Investors suffer as BSEC takes a long time to punish manipulators

A group of investors – through manipulation – increased Daffodil Computer’s share price by 74% from December 2018 to mid-2019 and it took the market regulator three years to prove their guilt and take punitive action against them.

On May 18 this year, the Bangladesh Securities and Exchange Commission (BSEC) fined Rezaur Rahman, Director of AIBL Capital Market Services, Tk3 lakh, Farida Hossein, client of UCB Stock Brokerage, Tk1 lakh and Maksuda Ahmed , client of One Securities, Tk2 lakh for manipulation.

Currently, Rezaur is the Managing Director of AIBL Capital Market Services, Maksuda is his wife, and Farida is his sister-in-law.

According to the BSEC charges, the three raised Daffodil Computer’s stock prices through a series of transactions and a false and misleading appearance of active trading between them, which constitutes a violation of securities laws.

The BSEC and the exchanges have state-of-the-art surveillance systems to monitor equity transactions to identify those who manipulate these means. This surveillance system was introduced after the market crash in 2010.

Despite the modern mechanism, the regulator could not abandon the practice of taking two years to complete an investigation and one year to issue a sentence.

A senior brokerage official said on condition of anonymity that the commission took a long time to punish the perpetrators.

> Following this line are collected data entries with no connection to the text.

PR #393, opened 2019-08-17
Add two missing api endpoints relating to playlists

germaindudek:
Two endpoints to get playist info and track. Difference between this one
and other playlist endpoints is that they don't require you to provide
a user_id


stephanebruckert:
Thanks a lot for your PR @germaindudek but I ended up improving https://github.com/plamere/spotipy/pull/422 which is only slightly different that your version

Issue #323, opened 2018-10-02
`Spotify.artist_albums` acts as `Spotify.artist` when passing HTTP artist URL


ritiek:
When `Spotify.artist_albums` is given an HTTP artist URL like `https://open.spotify.com/artist/7oPftvlwr6VrsViSDV7fJY?si=M3PrzRC4TBOZu8YyLYc-tA`, it behaves same as `Spotify.artist` and instead of returning the albums, it just returns artist info. However, it works fine if artist URI is passed like `spotify:artist:7oPftvlwr6VrsViSDV7fJY` and then it returns albums as expected.

For example:

```python
>>> import spotipy
>>> import spotipy.oauth2 as oauth2

>>> credentials = oauth2.SpotifyClientCredentials(
...         client_id=CLIENT_ID,
...         client_secret=CLIENT_SECRET)

>>> token = credentials.get_access_token()
>>> spotify = spotipy.Spotify(auth=token)

>>> greenday_http = 'https://open.spotify.com/artist/7oPftvlwr6VrsViSDV7fJY?si=M3PrzRC4TBOZu8YyLYc-tA'
>>> artist_as_http = spotify.artist(greenday_http)

>>> greenday_uri = 'spotify:artist:7oPftvlwr6VrsViSDV7fJY'
>>> artist_as_uri = spotify.artist(greenday_uri)

>>> artist_as_http == artist_as_uri
True

>>> artist_albums_as_http = spotify.artist_albums(greenday_http)
# `Spotify.artist_albums` acts same as `Spotify.artist`
>>> artist_albums_as_http == artist_as_http
True

>>> artist_albums_as_uri = spotify.artist_albums(greenday_uri)
# `Spotify.artist_albums` does not act same as `Spotify.artist` as expected
>>> artist_albums_as_uri == artist_as_http
False
```

ritiek:
Fixed by #420.

PR #420, opened 2020-01-13
Trim '?<key>' when extracting ID from HTTP URLs

### LINKED ISSUE #365: Inconsistent return object of `user_playlist_tracks`
If given a playlist_id `user_playlist_tracks` returns a [paging object](https://developer.spotify.com/documentation/web-api/reference/object-model/#paging-object),
if given a full url it returns [playlist object (full)](https://developer.spotify.com/documentation/web-api/reference/object-model/#playlist-object-full). Tested on [this](https://open.spotify.com/user/didrik0510/playlist/7ehrAeEI4icxsqlvGX02gW?si=LaDb4nMATFqmeGVgvhHObQ) playlist.

Code snipper below demonstrates the difference:
```python
import spotipy
from spotipy import util

token = util.prompt_for_user_token(
    username,
    client_id=_client_id,
    client_secret=_client_secret,
    redirect_uri=_redirect_uri,
)
sp = spotipy.Spotify(auth=token)

url = "https://open.spotify.com/user/didrik0510/playlist/7ehrAeEI4icxsqlvGX02gW?si=LaDb4nMATFqmeGVgvhHObQ"
id_ = "7ehrAeEI4icxsqlvGX02gW"
print(sp.user_playlist_tracks(username, url).keys())
print(sp.user_playlist_tracks(username, id_).keys())
```

Having it written in the documentation would be nice, with the explanation what input results in what output type.

ritiek:
If this excess part isn't trimmed from the ID, it can cause unexpected
results when calling some API methods.

For example; this code now correctly returns all albums for an artist:
```
artist = 'https://open.spotify.com/artist/7oPftvlwr6VrsViSDV7fJY?si=M3PrzRC4TBOZu8YyLYc-tA'
artist_albums = sp.artist_albums(artist)
```

Previously, this code mimicked same behaviour as calling
`spotify.artist`, but now will return albums as expected
with this commit.

Fixes #365 and #323.

### DIFF
--- a/CHANGELOG.md
+++ b/CHANGELOG.md
@@ -6,6 +6,10 @@ and this project adheres to [Semantic Versioning](https://semver.org/spec/v2.0.0
 
 ## [Unreleased]
 
+### Fixed
+ - Fixed inconsistent behaviour with some API methods when
+   a full HTTP URL is passed.
+
 ### Changed
  - Fixed invalid calls to logging warn method
  - `mock` no longer needed for install. Only used in `tox`.
--- a/spotipy/client.py
+++ b/spotipy/client.py
@@ -1128,7 +1128,7 @@ class Spotify(object):
             if type != itype:
                 self._warn('expected id of type %s but found type %s %s' %
                            (type, itype, id))
-            return fields[-1]
+            return fields[-1].split('?')[0]
         return id
 
     def _get_uri(self, type, id):


ritiek:
Should be ready to merge if everything looks ok!

stephanebruckert:
My bad, just double checked and it’s not the same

On top of that, the punishment is negligible compared to their crimes.

“Therefore, the influence of manipulators in the stock market has never diminished. Although a few investors make profits through manipulations, investors in general lose their capital. This disrupts the market order and makes the wary investors,” he added.

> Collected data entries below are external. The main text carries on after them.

PR #428, opened 2020-01-21
Automatic refresh of Authorization Code Flow Tokens in long-running Applications

### LINKED ISSUE #87: Support refreshing token
What is the recommendation of this team for how people should refresh tokens? As it stands all examples are written as though you've just gotten your tokens from a prompt. If I go deep into oauth2.py I can find a private method to refresh tokens however, that requires a whole different object that the standard spotipy instance does not need.

This is a critical part of the library. How do you anticipate this flow working?

### LINKED ISSUE #263: Refreshing a token with authorization code flow
I have a long-running script using spotipy. After an hour (per the Spotify API), my access token expires. I am catching this successfully, but I don't know where to go from there in regards to actually refreshing the token. I am using the authorization code flow, not client credentials. Here's how I authorize:

`token = util.prompt_for_user_token(username,scope=scopes,client_id=client_id,client_secret=client_secret, redirect_uri=redirect_uri)

sp = spotipy.Spotify(auth=token)`

All refresh examples I've seen involve an `oauth2` object (ex. `oauth.refresh_access_token()`), and the docs list only that function as a method of refreshing your token. It's my understanding that with authorization code flow, you don't need an `oauth` object (because you authenticate with `prompt_for_user_token()`. If that's the case, how do I refresh my token?

MaZderMind:
This PR implements automatic refreshing of Authorization Code Flow Tokens.
Currently an `access_token` requested via the Authorization Code Flow have a lifetime of 3600 seconds (1 hour) after which a new `access_token` needs to be requested using the 'refresh_token`.

The Logic in `util.prompt_for_user_token` looks for a matching set of tokens in the `cache_path` and if none is found, it requests both an `access_token` and a `refresh_token` from Spotify and stores them in the `cache_path`. If one is found, the `access_token` is checked for validity and if it is expired, a new one is requested and updated in the `cache_path`.

This process works fine for short running applications, because the Token is automatically refreshed, whenever `util.prompt_for_user_token` is invoked. For long running applications (with a runtime greater then the remaining lifetime of the `access_token` upon startup) this poses a problem, because the `access_token` is never refreshed, once `util.prompt_for_user_token` has returned.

After the market crash in 1996, there was a demand to bring the perpetrators to justice. Although the culprits were identified in the investigation, the real culprits remained out of sight. And the process of punishing perpetrators has also been slow.

The same picture was seen after the market collapse in 2010. Although an investigation was carried out by the late Ibrahim Khaled, former deputy central bank governor, no action was taken in accordance with the recommendations. That is why the influence of traders in the country’s stock market is increasing.

From April to November 2021, the Delta Life Insurance share price increased by 274%. Earlier this year, the Dhaka Stock Exchange (DSE) investigated the reason for this unusual price increase. DSE has found evidence of the involvement of controversial investor Md Abul Khayer aka Hero and his associates.

The exchange also submitted its investigation report to the BSEC. Until the last update, the regulator had called Md Abul Khayer and his associates for a hearing.

Md Abul Khayer has been accused of manipulating Safko Spinning shares in 2021.

There are also allegations that this investor was behind the abnormal rise in the stock prices of insurance companies in 2020. Although many people suffered losses by investing in these companies, the main culprits n were not sanctioned.

A senior official of an asset management firm said the stock market was being manipulated daily by taking advantage of the BSEC’s procrastination in awarding sanctions. And for this reason, despite many initiatives, there is no discipline in this market. Instead, the BSEC is concerned about how to transact in the market and increase the index.

None of the BSEC officials agreed to comment on the matter. However, an official said on condition of anonymity that it was not easy to punish someone after putting them under the law. There are many steps to go through. In addition, due to a lack of manpower at the BSEC, the work cannot be done quickly.